All of the files mentioned here, including scripts, the SQLite database, and files created while looking at record lengths, unique records, etc., have been uploaded to GitHub under a Creative Commons Zero licence:
TXT by numbers
Number of TXT records | 765,650 |
Number of unique TXT records | 595,398 |
Domains with TXT records | 584,244 |
Domains without TXT records | 415,756 |
Average number of TXT records per domain (that has them) | 1 |
Longest TXT record | 7,886 characters |
Second-longest TXT record | 5,498 characters |
Total length of all TXT records concatenated | 49,813,321 characters |
DMARC1 records | 4,218 |
SPF1 records | 164,459 |
SPF1 records with "include" | 131,892 |
SPF1 records with just "v=spf1 -all" | 8,444 |
SPF2 records | 5,091 |
SPF3 records | 808 |
key=value TXT records | 630,317 |
Empt records (just "") | 183 |
Empty records with spaces ("\s+") | 12 |
Empty records with just "~" | 109 |
Verification / confirmation records | 402,230 |
Top 5 verification records | |
google-site-verification | 170,225 |
MS | 56,160 |
28,273 | |
Globalsign | 17,396 |
Apple | 17,201 |
Fixed-length TXT records | |
68 characters |
170,941 (mostly Google site verifications) |
13 characters | 48,763 (mostly MS= TXT records) |
32 characters | 48,648 (random strings) |
59 characters | 33,205 (Facebook verifications) |
26 characters | 25,559 (random strings) |
URLs | 708 |
Non-HTTP URLs | 16 |
Email addresses | 4,487 |
Hello worlds | 3 |
Greetings | 14 |
Swear words not appearing in domains | 0 |
<script> tags | 1 |
Embedded DNS records ("IN ...") | 225 |
Mentions of "ALIAS for" another domain | 363 |
Security code | 769 |
Please | 27 |
References to tickets | 28 |
Conclusion
So, what are TXT records used for exactly? Well, we can see that key-value settings are the most common use case, with domain verification records being the majority of those. SPF records also make a strong showing, as well as a lot of seemingly random fixed-length records that are probably being used for encoding data somehow.

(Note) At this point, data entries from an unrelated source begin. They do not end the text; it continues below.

PR #1995, opened 2021-08-20
Adjust spacing for contributor.

### LINKED ISSUE #1988: Refine spacing of ORCID UI
Current
image

Proposed design
image

justinlittman:
closes #1988

## Why was this change made?
Per ticket

image

### DIFF
--- a/app/components/works/contributor_row_component.html.erb
+++ b/app/components/works/contributor_row_component.html.erb
@@ -1,4 +1,4 @@
-<div class="row inner-container" data-controller="contributors" data-contributors-required-value="<%= author? %>">
+<div class="row inner-container contributor-row" data-controller="contributors" data-contributors-required-value="<%= author? %>">
   <div class="col-md-11">
     <div class="row">
       <div class="col-md-3">
@@ -10,7 +10,7 @@
         is
       </div>
       <div class="col" data-contributors-target="person">
-        <div class="row" data-contributors-target="personName">
+        <div class="row person-name-row" data-contributors-target="personName">
           <div class="col-md-1">
             <%= form.radio_button :with_orcid, 'false', html_options_for_radio(true, !orcid?) %>
           </div>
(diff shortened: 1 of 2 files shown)


app/components/works/contributor_row_component.html.erb
```diff
@@ -1,16 +1,16 @@
...
+<div class="row inner-container contributor-row" data-controller="contributors" data-contributors-required-value="<%= author? %>">
   <div class="col-md-11">
     <div class="row">
       <div class="col-md-3">
         <%= form.label :role_term, role_term_label, class: 'form-label' %>
         <%= render PopoverComponent.new key: 'work.role_term' %>
         <%= select_role %>
       </div>
-      <div class="col-md-1 role-prefix">
+      <div class="col-sm-1 role-prefix">
```
jcoyne, line 9: This switch causes this to get awkwardly positioned:

Screen Shot 2021-08-23 at 12 17 07 PM

It looked like this before.
Screen Shot 2021-08-23 at 12 15 06 PM

app/packs/stylesheets/workEditor.scss
```diff
@@ -74,4 +69,24 @@
   div.embargo-date {
     margin-bottom: 1rem !important;
   }
+
+  .contributor-row.inner-container {
```
jcoyne, line 73: Is it necessary to have `.inner-container` here? Why can't we just put this under `.contributor-row`?

jcoyne (changes requested):

app/components/works/contributor_row_component.html.erb
justinlittman: Switched back to `col-md-1`.

app/packs/stylesheets/workEditor.scss
justinlittman: It gets trumped by `.work-editor section .inner-container` in `editor.scss`, which sets a different margin.

jcoyne: Please add a comment about this so there's no accidental refactoring to something simpler.

justinlittman: Done.

jcoyne (approved):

But overall, they really are used for anything and everything. There’s some patterns we can pick out, but the lack of rigid rules means that the freedom to put whatever you like in a TXT record has been liberally accepted by the Internet as a whole. Which, if you ask me, is a good thing - having something in the DNS that can act as a config store, notes field, playground for new standard, or even the basis for file storage (not that this would really be recommended), has meant that we haven’t had to wait for standards to catch up in order to continue making use of this wonderful system that underpins a fundamental part of the Internet.
Comments 3
Comments are disabled on articles published more than a year ago. If you'd like to inform us of any issues, please reach out to us via the contact form here.
Francisco Osornio •
One more use for TXT records: exfiltrate/infiltrate data using DNS servers. TXT records depend on the TCP protocol, so all of DNS implementations must open the firewall TCP 53 port in order to TXT records to work properly. Since TCP is a connection-oriented protocol with bigger payloads, TXT records can be used to exfiltrate data from the internal networks to the outside or to receive new malware instructions or even to receive the ransomware keys the attackers use to lock the files in a computer or server. I like this reading!
Hide replies
Peter Lowe •
Hey Francisco. Yes, this is absolutely a common use - I think this may be what a lot of the fixed-length records are used for, although it's hard to tell. They're seemingly "random" characters, but probably some sort of base64-encoded text when properly reconstructed together. For some more unusual uses of DNS, you might like my presentation on "Bizarre and Unusual Uses of DNS": https://www.youtube.com/watch?v=1uNxHVXBQb4 (It's quite long - but there's a 10-minute version of this I did at FOSDEM here: https://fosdem.org/2023/schedule/event/dns_bizarre_and_unusual_uses_of_dns/)
Josh Rosenbluh •
The TXT record for akamai.net actually resolves to ""Thisisnotthenameserveryouarelookingfor." (with a closing period).